All of the entries must be duplicated exactly.
= = =
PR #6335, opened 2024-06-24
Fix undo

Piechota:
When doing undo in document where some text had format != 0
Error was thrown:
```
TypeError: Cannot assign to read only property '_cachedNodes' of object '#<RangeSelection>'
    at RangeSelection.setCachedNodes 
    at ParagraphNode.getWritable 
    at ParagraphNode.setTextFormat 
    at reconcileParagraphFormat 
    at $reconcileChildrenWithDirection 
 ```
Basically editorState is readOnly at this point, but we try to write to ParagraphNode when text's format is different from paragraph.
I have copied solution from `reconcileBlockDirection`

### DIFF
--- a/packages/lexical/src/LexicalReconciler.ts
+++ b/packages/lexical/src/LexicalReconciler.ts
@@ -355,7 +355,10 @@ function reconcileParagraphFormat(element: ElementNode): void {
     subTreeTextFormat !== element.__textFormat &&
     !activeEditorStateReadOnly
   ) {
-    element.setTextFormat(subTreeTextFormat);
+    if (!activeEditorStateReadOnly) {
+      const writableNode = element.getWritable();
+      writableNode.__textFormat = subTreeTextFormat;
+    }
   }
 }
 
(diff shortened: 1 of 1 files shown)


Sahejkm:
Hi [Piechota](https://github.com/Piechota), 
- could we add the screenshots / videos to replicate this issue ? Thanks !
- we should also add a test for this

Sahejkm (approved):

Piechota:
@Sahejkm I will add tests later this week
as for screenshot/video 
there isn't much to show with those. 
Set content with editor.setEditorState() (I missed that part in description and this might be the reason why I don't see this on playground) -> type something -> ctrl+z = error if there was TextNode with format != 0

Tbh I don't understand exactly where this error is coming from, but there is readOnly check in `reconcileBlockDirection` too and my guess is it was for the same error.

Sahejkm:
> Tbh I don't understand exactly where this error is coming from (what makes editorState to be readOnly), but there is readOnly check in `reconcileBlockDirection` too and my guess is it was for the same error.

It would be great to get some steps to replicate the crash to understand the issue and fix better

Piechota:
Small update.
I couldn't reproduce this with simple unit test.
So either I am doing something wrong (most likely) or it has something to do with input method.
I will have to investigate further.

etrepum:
= = =
*RESULT OF THIS EXERCISE*:
PR #6335, opened 2024-06-24
Fix undo

Piechota:
When doing undo in document where some text had format != 0
Error was thrown:
```
TypeError: Cannot assign to read only property '_cachedNodes' of object '#<RangeSelection>'
    at RangeSelection.setCachedNodes 
    at ParagraphNode.getWritable 
    at ParagraphNode.setTextFormat 
    at reconcileParagraphFormat 
    at $reconcileChildrenWithDirection 
 ```
Basically editorState is readOnly at this point, but we try to write to ParagraphNode when text's format is different from paragraph.
I have copied solution from `reconcileBlockDirection`

### DIFF
--- a/packages/lexical/src/LexicalReconciler.ts
+++ b/packages/lexical/src/LexicalReconciler.ts
@@ -355,7 +355,10 @@ function reconcileParagraphFormat(element: ElementNode): void {
     subTreeTextFormat !== element.__textFormat &&
     !activeEditorStateReadOnly
   ) {
-    element.setTextFormat(subTreeTextFormat);
+    if (!activeEditorStateReadOnly) {
+      const writableNode = element.getWritable();
+      writableNode.__textFormat = subTreeTextFormat;
+    }
   }
 }
 
(diff shortened: 1 of 1 files shown)


Sahejkm:
Hi [Piechota](https://github.com/Piechota), 
- could we add the screenshots / videos to replicate this issue ? Thanks !
- we should also add a test for this

Sahejkm (approved):

Piechota:
@Sahejkm I will add tests later this week
as for screenshot/video 
there isn't much to show with those. 
Set content with editor.setEditorState() (I missed that part in description and this might be the reason why I don't see this on playground) -> type something -> ctrl+z = error if there was TextNode with format != 0

Tbh I don't understand exactly where this error is coming from, but there is readOnly check in `reconcileBlockDirection` too and my guess is it was for the same error.

Sahejkm:
> Tbh I don't understand exactly where this error is coming from (what makes editorState to be readOnly), but there is readOnly check in `reconcileBlockDirection` too and my guess is it was for the same error.

It would be great to get some steps to replicate the crash to understand the issue and fix better

Piechota:
Small update.
I couldn't reproduce this with simple unit test.
So either I am doing something wrong (most likely) or it has something to do with input method.
I will have to investigate further.

etrepum:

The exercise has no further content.